9) With 8), 1), 7), and 4) : the two other corners can only be 6,3 or 5,4
(if r1 and r2 are the not 9 or 8 corners, we have r1+ r2 = 9 )
At this point : center is 7, and corners are either [4,5,8,9] or [3,6,8,9] (and permutations)
For [4,5,8,9] - > remains [1,2,3,6] (sum = 12)
For [3,6,8,9] - > remains [1,2,4,5] (sum = 12)
We cannot have 9 and 8 on same diagonal, since 8 + d11 + 7 + d12 + 9 = 26 makes d11 + d12 = 2 which is not
possible considering 4)
Let's consider the corners = [4,5,8,9] case, and see the end of the diagonal starting by 9. It might be
4 or 5.
4 : 9 + d11 + 7 + d12 + 4 = 26 --> d11 + d12 = 6 --> (3,1) is the only solution for d11 and d12 --> remains (2,6) for d21 and d22.
5 ->> d11 + d12 = 7 --> no solution, given 4) and that 4 and 5 are in use
now the corners = [3,6,8,9] case, consider also the end of the diagonal starting by 9. It might end by 6 or 3
3 : d11 + d12 = 7 (5, 2) only solution (4,3 and 6,1 cannot work since 3 and 6 are in use)
6 : d11 + d12 = 10 no solution. (6,4 / / 7,3 / 8,2 / 9,1 all uses a used figure.)
---> so the diagonal starting by 9 can only end by 4 or 3.
deduction ---> the diagonal starting by 8 will end by 5 (when the other one ends by 4) or by 6
(when the other one ends by 3 ).
How many solutions ?
4 possibilities to choose where the 9 is, then 2 choices for the 9 diagonal end (4 or 3) , then 2 choices for the 8 diagonal (starting upstairs or downstairs), then 4 possibilities left for d11, d12 ; d21, d22 choices : [3,1] + [2,6] if we choose 4 as 9's end and [5,2] + [1,4] if we choose 3 as 9's end.
4 *2 * 2 * 4 makes 64 combinations of solutions.
This is one of those problems that requires some analysis(pencil / paper and subtraction) before coding. Since at least one of the diagonals must have 9, the possibilities for that sequence(diagonal) are few. The next number in that sequence can only be 8, 7, or 6 with each of those only having a few possibilities.
9 8 6 2 1
9 8 5 3 1
9 8 4 3 2
9 7 6 3 1 remaining 2 4 5 8 = 19
9 7 5 4 1 remaining 2 3 6 8 = 19
9 7 5 3 2 remaining 1 4 6 8 = 19 *
9 6 5 4 2
(I may have missed some???)
Once those few sequences are known then the sum of the remaining numbers plus one of the numbers from a sequence must equal 26.

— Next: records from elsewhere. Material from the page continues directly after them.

PR #641, opened 2021-11-02
'mzxml' and 'mzml' filetypes must be specified in lower case

eschen42:
'mzxml' and 'mzml' filetypes must be specified in lower case for inputs to function properly in the workflow editor; I got orange input nodes rather than green when I tried to link an mzxml output to the inputs of `maxquant` or `maxquant_mqpar`.

To circumvent this issue, I had to hack the tool xml files in a local Galaxy; then the editor worked, and (luckily) I could upload the workflow to production Galaxies (e.g., UseGalaxy.eu) and they can be run successfully (they can even be edited so long as the connection made in an "offline Galaxy" is not severed).  This PR makes the case of the inputs correct, in my view.

Thank you.

attn: @npinter

### DIFF
--- a/tools/maxquant/maxquant.xml
+++ b/tools/maxquant/maxquant.xml
@@ -431,7 +431,7 @@ short peptides are usually not unique in the protein database and therefore not 
 
 
         <repeat name="paramGroups" title="Parameter Group" min="1" default="1">
-            <param type="data" format="thermo.raw,mzXML,mzML" name="files" label="Infiles" multiple="true"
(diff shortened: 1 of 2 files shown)


npinter:
Thanks. I just changed the labels to restart the test. Looks like the test command failed which has nothing to do with your PR.

bgruening:
Working on the tests, some fallouts from the Galaxy release yesterday.

bgruening:
So the test is green, but since the linting is more strict since the new version we have a few lint errors. Does anyone has time to look at those?

eschen42:
@bgruening Yes, I will look at it tomorrow

PR #644, opened 2021-12-12
Add required_files for maxquant an maxquant_mqpar

cat-bro:
Both maxquant and maxquant_mqpar call on the python scripts create_mqpar.py and modify_mqpar.py.  Both scripts require another file, mqparam.py but pulsar will not copy this file because it is not referred to by name in the tool command.

### DIFF
--- a/tools/maxquant/macros.xml
+++ b/tools/maxquant/macros.xml
@@ -96,6 +96,11 @@
             <requirement type="package" version="1.32">tar</requirement>
         </requirements>
     </xml>
+    <xml name="required_files">
+        <required_files>
+            <include path="mqparam.py" />
+        </required_files>
+    </xml>
     <xml name="ptxqc">
         <configfile name="qr_yaml">
             PTXQC:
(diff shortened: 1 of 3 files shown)


tools/maxquant/macros.xml
```diff
@@ -96,6 +96,11 @@
             <requirement type="package" version="1.32">tar</requirement>
         </requirements>
     </xml>
+    <xml name="required_files">
+        <required_files>
+            <include path="mqparam.py" />
```
bgruening, line 101: @cat-bro I think we should add all file necessary. Maybe all python files?

cat-bro: I've added create_mqpar.py (required by maxquant) and modify_mqpar.py (required by maxquant_mqpar).  I'm not sure if it is possible to say <include path="*.py"> here instead

cat-bro:
ref https://github.com/galaxyproteomics/tools-galaxyp/issues/671

tools/maxquant/macros.xml
bgruening: I think this should be fine.

bgruening (approved):

PR #649, opened 2022-02-07
make regex example useful

bernt-matthias:


tools/regex_find_replace/regex.py
```diff
@@ -27,12 +27,16 @@ def main():
             if line == "":
                 break
             for (pattern, replacement) in zip(options.patterns, options.replacements):
+                print(f"{pattern} {replacement}")
```
bgruening, line 30: are those prints needed?

bernt-matthias: No. My mistake.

edit: a little more pencil / paper work shows that of those only the sequences with 7's in the center work.
edit: John Wein on the MSDN site came up with this math.
the sum of all possible numbers (1-9) = 45
diag1val(26) + diag2val(26) - sum = center square value - 52-45 = 7
sum - cornervals - centerval = values of 4 raidal boxes -> 45 - 26 -
7 = 12
12 can only be some combo of 1,2,3,6 or 1,2,4,5
If you have a simple "try all possibilities" approach, then paralellizing the code could definitely make it faster. And it would be easy, as no changing data needs to be shared between threads.